■ **PROBLEM DETAILS**:
Below are the records. Transcribe them exactly.

(Data excerpts)
PR #2415, opened 2026-05-07
feat(env): make `NO_COLOR` and `HERMIT_LOG_LEVEL_FILTER` respect the runtime environment

mkroening:
Depends on https://github.com/hermit-os/kernel/pull/2414.

PR #2417, opened 2026-05-07
docs: document environment variables

### LINKED ISSUE #2343: Environment variables are undocumented

mkroening:
Depends on a decision on https://github.com/hermit-os/kernel/pull/2415.

### DIFF
--- a/src/lib.rs
+++ b/src/lib.rs
@@ -35,6 +35,40 @@
 )]
 #![cfg_attr(feature = "document-features", doc = document_features::document_features!())]
 //!
+//! # Compile-time environment variables
+//!
+//! Compile-time environment variables are read from the build environment.
+//!
+//! - **`HERMIT_CAREFUL`** — Compiles the kernel with [`cargo careful`].
+//!
+//! [`cargo careful`]: https://github.com/RalfJung/cargo-careful
+//!
+//! # Run-time environment variables
+//!
+//! Run-time environment variables can be set via `env=KEY=VALUE` kernel args.
+//!
+//! ## Network environment variables
+//!
+//! - **`HERMIT_MTU`** — Sets the *maximum transmission unit* (MTU). Defaults to `1500`.
+//! - **`HERMIT_MRG_RXBUF_SIZE`** — Sets the receive buffer size. Useful for testing receive buffer merging. Defaults to unset.
+//! - **`HERMIT_IP`** — Sets the IPv4 address. Defaults to `10.0.5.3`.
+//! - **`HERMIT_GATEWAY`** — Sets the gateway IPv4 address. Defaults to `10.0.5.1`.
+//! - **`HERMIT_MASK`** — Sets the network mask. Defaults to `255.255.255.0`.
+//! - **`HERMIT_DNS1`** — Sets the first DNS server. Defaults to `9.9.9.9`.
+//! - **`HERMIT_DNS2`** — Sets the second DNS server. Defaults to `1.1.1.1`.
+//! - **`HERMIT_PCAP_PATH`** — Sets the packet capture file path. Defaults to `/root/`. See the `write-pcap-file` feature for details.
+//!
+//! ## Output environment variables
+//!
+//! - **`NO_COLOR`** — Prevents the addition of ANSI colors to the kernel output. Defaults to unset. For details, see [`NO_COLOR`].
+//! - **`HERMIT_LOG_LEVEL_FILTER`** — Sets the lowest log level to print. Defaults to `info`.
+//!
+//! [`NO_COLOR`]: https://no-color.org/
+//!
+//! ## Deprecated environment variables
+//!
+//! - **`UHYVE_MOUNT`** — Sets the Uhyve mount point. Defaults to `/root`.
+//!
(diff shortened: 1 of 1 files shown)


jounathaen (approved):

src/lib.rs
```diff
@@ -35,6 +35,40 @@
...
+//! 
+//! [`cargo careful`]: https://github.com/RalfJung/cargo-careful
+//! 
+//! # Run-time environment variables
+//! 
+//! Run-time environment variables can be set via `env=KEY=VALUE` kernel args.
+//! 
+//! ## Network environment variables
+//! 
+//! - **`HERMIT_MTU`** — Sets the *maximum transmission unit* (MTU). Defaults to `1514`.
```
Gelbpunkt: We should document that this definition of MTU includes the 14-byte ethernet header, contrary to e.g. Linux where the configured MTU is the IP MTU and excludes the ethernet header

See also the comment here: https://github.com/hermit-os/kernel/blob/a9e28f9198924dcaf39f5be35b29b04064bafd26/src/drivers/net/mod.rs#L50

Gelbpunkt: Alternatively it would probably be more intuitive to match Linux and make the user configure the IP MTU and default to 1500.

src/lib.rs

■ **RESPONSE TO THIS EXERCISE**:
PR #2415, opened 2026-05-07
feat(env): make `NO_COLOR` and `HERMIT_LOG_LEVEL_FILTER` respect the runtime environment

mkroening:
Depends on https://github.com/hermit-os/kernel/pull/2414.

PR #2417, opened 2026-05-07
docs: document environment variables

### LINKED ISSUE #2343: Environment variables are undocumented

mkroening:
Depends on a decision on https://github.com/hermit-os/kernel/pull/2415.

### DIFF
--- a/src/lib.rs
+++ b/src/lib.rs
@@ -35,6 +35,40 @@
 )]
 #![cfg_attr(feature = "document-features", doc = document_features::document_features!())]
 //!
+//! # Compile-time environment variables
+//!
+//! Compile-time environment variables are read from the build environment.
+//!
+//! - **`HERMIT_CAREFUL`** — Compiles the kernel with [`cargo careful`].
+//!
+//! [`cargo careful`]: https://github.com/RalfJung/cargo-careful
+//!
+//! # Run-time environment variables
+//!
+//! Run-time environment variables can be set via `env=KEY=VALUE` kernel args.
+//!
+//! ## Network environment variables
+//!
+//! - **`HERMIT_MTU`** — Sets the *maximum transmission unit* (MTU). Defaults to `1500`.
+//! - **`HERMIT_MRG_RXBUF_SIZE`** — Sets the receive buffer size. Useful for testing receive buffer merging. Defaults to unset.
+//! - **`HERMIT_IP`** — Sets the IPv4 address. Defaults to `10.0.5.3`.
+//! - **`HERMIT_GATEWAY`** — Sets the gateway IPv4 address. Defaults to `10.0.5.1`.
+//! - **`HERMIT_MASK`** — Sets the network mask. Defaults to `255.255.255.0`.
+//! - **`HERMIT_DNS1`** — Sets the first DNS server. Defaults to `9.9.9.9`.
+//! - **`HERMIT_DNS2`** — Sets the second DNS server. Defaults to `1.1.1.1`.
+//! - **`HERMIT_PCAP_PATH`** — Sets the packet capture file path. Defaults to `/root/`. See the `write-pcap-file` feature for details.
+//!
+//! ## Output environment variables
+//!
+//! - **`NO_COLOR`** — Prevents the addition of ANSI colors to the kernel output. Defaults to unset. For details, see [`NO_COLOR`].
+//! - **`HERMIT_LOG_LEVEL_FILTER`** — Sets the lowest log level to print. Defaults to `info`.
+//!
+//! [`NO_COLOR`]: https://no-color.org/
+//!
+//! ## Deprecated environment variables
+//!
+//! - **`UHYVE_MOUNT`** — Sets the Uhyve mount point. Defaults to `/root`.
+//!
(diff shortened: 1 of 1 files shown)


jounathaen (approved):

src/lib.rs
```diff
@@ -35,6 +35,40 @@
...
+//! 
+//! [`cargo careful`]: https://github.com/RalfJung/cargo-careful
+//! 
+//! # Run-time environment variables
+//! 
+//! Run-time environment variables can be set via `env=KEY=VALUE` kernel args.
+//! 
+//! ## Network environment variables
+//! 
+//! - **`HERMIT_MTU`** — Sets the *maximum transmission unit* (MTU). Defaults to `1514`.
```
Gelbpunkt: We should document that this definition of MTU includes the 14-byte ethernet header, contrary to e.g. Linux where the configured MTU is the IP MTU and excludes the ethernet header

See also the comment here: https://github.com/hermit-os/kernel/blob/a9e28f9198924dcaf39f5be35b29b04064bafd26/src/drivers/net/mod.rs#L50

Gelbpunkt: Alternatively it would probably be more intuitive to match Linux and make the user configure the IP MTU and default to 1500.

src/lib.rs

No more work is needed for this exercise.